Namun, dua argumen tersebut telah ditolak melalui Putusan MK Nomor 21/PUU-VIII/2010 pada 2011. Pertama, karena berjudi dipandang tidak sesuai dengan nilai-nilai masyarakat. Kedua, meskipun potensi keuangannya besar, bukan berarti negara dapat membenarkan legalisasi perjudian hanya demi pemasukan.
“Itu bunyi pertimbangan penolakan MK yang keputusannya final dan mengikat itu. Maka semestinya pemerintah didukung untuk mencari pemasukan tambahan hanya dari sumber yang legal, bukan dari yang ilegal dengan melontarkan ‘wacana’ melegalkan judi (kasino) yang jelas telah ditolak dan dinilai tidak legal oleh MK,” katanya.

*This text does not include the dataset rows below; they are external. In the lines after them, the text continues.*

PR #304, opened 2024-07-23
use ably-js EventEmitter

vladvelici:
PR in ably-js to export EventEmitter: https://github.com/ably/ably-js/pull/1819 (edit: now merged)

The reasons it uses an extra interface:
- we can define the `emit` method (it's not in ably.d.ts, not part of public API)
- as be able to use an EventMap as type argument like we did previously in Chat, it's arguably easier to work with than the stuff defined in ably.d.ts.

The reason it uses an extra class is to make the EventEmitter type easy to work with. For example, in discontinuity we export a type `type DiscontinuityEmitter = EventEmitter<DiscontinuityEventMap>;`. This doesn't work if we don't add the extra class. The alternative is to define a class here (`class DiscontinuityEmitter extends EventEmitter<DiscontinuityEventMap>`). This is the only current place where the extra class was required, but I think when we work with the EventEmitter we expect it to be a class, so this also avoids any surprises later.

This PR also removes the MockEventEmitter and uses the real thing.


src/core/utils/EventEmitter.ts
```diff
@@ -1,363 +1,15 @@
...
- * Describes the value of `this` inside the body of an {@link EventListener | `EventListener`} when invoked by an instance of {@link EventEmitter | `EventEmitter`} as the result of an event.
- *
- * @typeParam K The name of the event that this object corresponds to.
- */
-export interface EventListenerThis<K> {
-  /**
-   * The name of the event.
-   */
-  event: K;
+interface InterfaceEventEmitter<EventsMap> extends Ably.EventEmitter<Callback<EventsMap>, void, keyof EventsMap> {
```
AndyTWF, line 5: It would be good if we could typedoc everything in this file, to explain why they're needed etc.

src/core/utils/EventEmitter.ts
AndyTWF, line 1: We should rename this file to `event-emitter.ts` in line with our naming conventions

AndyTWF (commented):
Could we also remove exclude pattern from `.eslintrc.cjs` so that eslint will now run on the `utils` folder. I think in this folder we can delete the two other files, as they aren't used anywhere now.

Also the `exclude` in `tsconfig.json` would be good to get rid of :)

.eslintrc.cjs
```diff
@@ -125,7 +125,6 @@ module.exports = {
     'node_modules',
     'ably-common',
     'typedoc',
-    'src/core/utils',
     'test/core/utils',
```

Menurut Hidayat, Indonesia adalah negara hukum dengan sistem perundang-undangan yang berbeda dari negara lain. Karena itu, warga negara Indonesia seharusnya mematuhi hukum nasional yang berlaku.

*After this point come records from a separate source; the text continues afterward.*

PR #306, opened 2024-07-25
demo app: simplify css

vladvelici:


AndyTWF (commented):
Now that we have the connection status box from #310 - could we make it so that said box is always shown just transparent? Would mean our messages don't jump around in response to connection state changing

vladvelici:
@AndyTWF I've made the connection component stick on top so it won't make content jump when it's shown.

AndyTWF (approved):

“Oleh karena itu, sudah selayaknya sebagai WNI menaati hanya hukum yang berlaku di Indonesia, bukan yang lain. Memang penting anggota DPR membantu memikirkan penambahan pendapatan negara di luar pajak, tapi usaha untuk meningkatkan penerimaan negara tidak dilakukan dengan sumber yang dilarang oleh hukum yang berlaku di Indonesia,” jelasnya.
Lebih lanjut, ia menyarankan agar DPR fokus pada upaya yang legal dan konstitusional, seperti menyukseskan proyek Danantara dan mengembangkan ekonomi syariah yang telah diakui secara hukum.

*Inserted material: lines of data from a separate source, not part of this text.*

PR #321, opened 2024-08-13
react-hooks: Add useTyping hook.

splindsay-92:
### Context

* [CHA-386]
* As part of the react hooks development, a new hook to interact with the `Typing` instance of a room was required.

### Description

- Added the `useTyping` hook to provide access to the `Typing` instance and associated functionality.
  -  Start and stop events can be triggered by calling the methods returned from the hook.
  - A listener can also be provided to receive any incoming events that the `Typing` instance of the room receives.
  - The hook returns a state, that it keeps up-to-date, containing the set of current typers.
 
- Updated the demo app to use the new hook, removed old functionality.
- Added a section on this hooks usage to the README.md.

### Checklist

* [x] QA'd by the author.

1. Spin up a local instance of the demo app.
2. Open up two tabs and start typing on one.
3. Check a typing indicators appears and then disappears after you stop typing. (Should be a short delay) 

[CHA-386]: https://ably.atlassian.net/browse/CHA-386?atlOrigin=eyJpIjoiNWRkNTljNzYxNjVmNDY3MDlhMDU5Y2ZhYzA5YTRkZjUiLCJwIjoiZ2l0aHViLWNvbS1KU1cifQ


src/react/hooks/use-typing.ts
```diff
@@ -0,0 +1,90 @@
...
+  const stop = useCallback(() => room.typing.stop(), [room.typing]);
+
+  return {
+    connectionStatus,
+    connectionError,
+    roomStatus,
+    roomError,
+    start,
+    stop,
+    currentlyTyping,
```
AndyTWF, line 87: Should `currentlyTyping` perhaps be a property, that automatically gets updated by some internal listener, similar to what we have with occupancy?

AndyTWF (commented):
Can we add a README entry here?

src/react/hooks/use-typing.ts
splindsay-92: It can indeed, I'll add the same throttle capability as the `useOccupancy` hook :)

test/react/hooks/use-typing.test.tsx
```diff
@@ -0,0 +1,212 @@
+import { ConnectionLifecycle, Room, RoomLifecycle, TypingListener } from '@ably/chat';
+import { act, renderHook } from '@testing-library/react';
```
AndyTWF, line 2: Can we get an integration test that runs end-end using multiple clients and a sandbox?

demo/src/containers/Chat/Chat.tsx
```diff
@@ -2,16 +2,18 @@ import { useCallback, useEffect, useRef } from 'react';
...
-import { useChatConnection } from '@ably/chat/react';
+import { useChatConnection, useTyping } from '@ably/chat/react';
 import { ConnectionLifecycle } from '@ably/chat';
 
 export const Chat = () => {
   const { loading, clientId, messages, sendMessage } = useMessages();
-  const { startTyping, stopTyping, typers } = useTypingIndicators();
+
+  const { start, stop, currentlyTyping } = useTyping({
+    updateInterval: 1000,
```
vladvelici, line 15: If we keep the throttling, maybe we should think about the name of this parameter. `maxUpdateInterval`? Also, not a big deal but there's a potential confusion with the `typingTimeout`, the timer that calls `stop()` for you.

demo/src/containers/Chat/Chat.tsx
```diff
@@ -27,6 +29,14 @@ export const Chat = () => {
     [sendMessage],
   );
 
+  const handleStartTyping = useCallback(() => {
```
vladvelici, line 32: These are already callbacks in the hook, right? So they shouldn't need double-wrapping?

vladvelici (commented):
Left very minor comments.

vladvelici (approved):
I only now saw that we split this into two hooks. This one's good to go!

splindsay-92:
> I only now saw that we split this into two hooks. This one's good to go!

@vladvelici I think you mean Presence right?

vladvelici:
> > I only now saw that we split this into two hooks. This one's good to go!
> 
> @vladvelici I think you mean Presence right?

Yes, I did mean Presence. Sorry!

src/react/hooks/use-typing.ts
```diff
@@ -0,0 +1,100 @@
...
+    onStatusChange: params?.onConnectionStatusChange,
+  });
+  const { room, roomError, roomStatus } = useRoom({
+    onStatusChange: params?.onRoomStatusChange,
+  });
+
+  const [currentlyTyping, setCurrentlyTyping] = useState<Set<string>>(new Set());
+
+  useEffect(() => {
+    const { unsubscribe } = room.typing.subscribe((event) => {
```
vladvelici, line 60: Should this call `get()` before it subscribes to make sure the set is up-to-date on page/room load even if there are no typing events coming?

splindsay-92: Yeh that's a good point, I'll add this as part of the mount process and do the same for presence :)

src/react/hooks/use-typing.ts
```diff
@@ -0,0 +1,100 @@
...
+      setCurrentlyTyping(event.currentlyTyping);
+    });
+    return () => {
+      unsubscribe();
+    };
+  }, [room]);
+
+  // if provided, subscribes the user provided onDiscontinuity listener
```
vladvelici, line 68:
```suggestion
  // if provided, subscribes the user-provided onDiscontinuity listener
```

AndyTWF (approved):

Hidayat juga menyoroti pentingnya pemberantasan korupsi sebagai langkah menyelamatkan keuangan negara. Ia menyinggung potensi kerugian negara hingga lebih dari Rp700 triliun dari kasus-kasus besar, termasuk tata niaga timah, Pertamina, dan BLBI. Selain itu, ia menggarisbawahi ancaman dari judi online yang perputaran dananya menurut PPATK mencapai Rp1.200 triliun pada 2025.
“Padahal tahun 2023 peredarannya baru mencapai Rp 327 T, dan itu menurut Menkominfo ketika itu Budi Arie Setiadi sudah menjadikan Indonesia sebagai ‘negara darurat judi online’ dengan segala dampak negatifnya baik sosial, ekonomi, moral maupun keagamaan. Sekarang dengan peredaran melonjak mendekati 4 kali lipat dan apalagi bila dilegalkan salah satu jenis judinya, bisa dibayangkan kedaruratan yang melanda Indonesia yang tidak akan membantunya hadirkan generasi emas menyongsong Indonesia Emas 2045,” paparnya.
“Karena dengan tegaknya hukum dan besarnya uang yang bisa diselamatkan dari korupsi, dan terhindarnya kerugian publik akibat judi online, itu semua bisa memberikan manfaat yang besar dan positif kepada (pemasukan) keuangan Negara yang berdampak pada kesejahteraan masyarakat,” tegasnya.
Ia juga menyatakan dukungannya terhadap komitmen Presiden Prabowo Subianto dalam penegakan hukum dan mewujudkan pemerintahan yang bersih dari korupsi dan perjudian.
Hidayat menyebut bahwa regulasi yang ada saat ini sudah cukup untuk menangani perjudian, baik melalui KUHP maupun UU ITE, termasuk ancaman sanksi hukum bagi pelaku dan penyelenggara.
Ia pun menyinggung pernyataan Prabowo yang pernah menyebut kerugian dari judi online mencapai Rp900 triliun per tahun, dan dampaknya paling dirasakan oleh masyarakat berpenghasilan rendah.
“Selain kerugian material yang besar, ada juga kerugian lain yang tidak ternilai, yakni kerugian sosial dan etika masyarakat Indonesia akibat dari perjudian,” ucapnya.
“Bila perjudian yang ilegal saja efek rusaknya bisa sangat besar bahkan menjadikan Indonesia darurat judi on line, apalagi apabila perjudian (dimulai dari kasino) tersebut malah dilegalkan. Dampak negatifnya akan jauh lebih besar dibanding ‘manfaat’ ekonomi yang mungkin ingin diraih,” imbuhnya.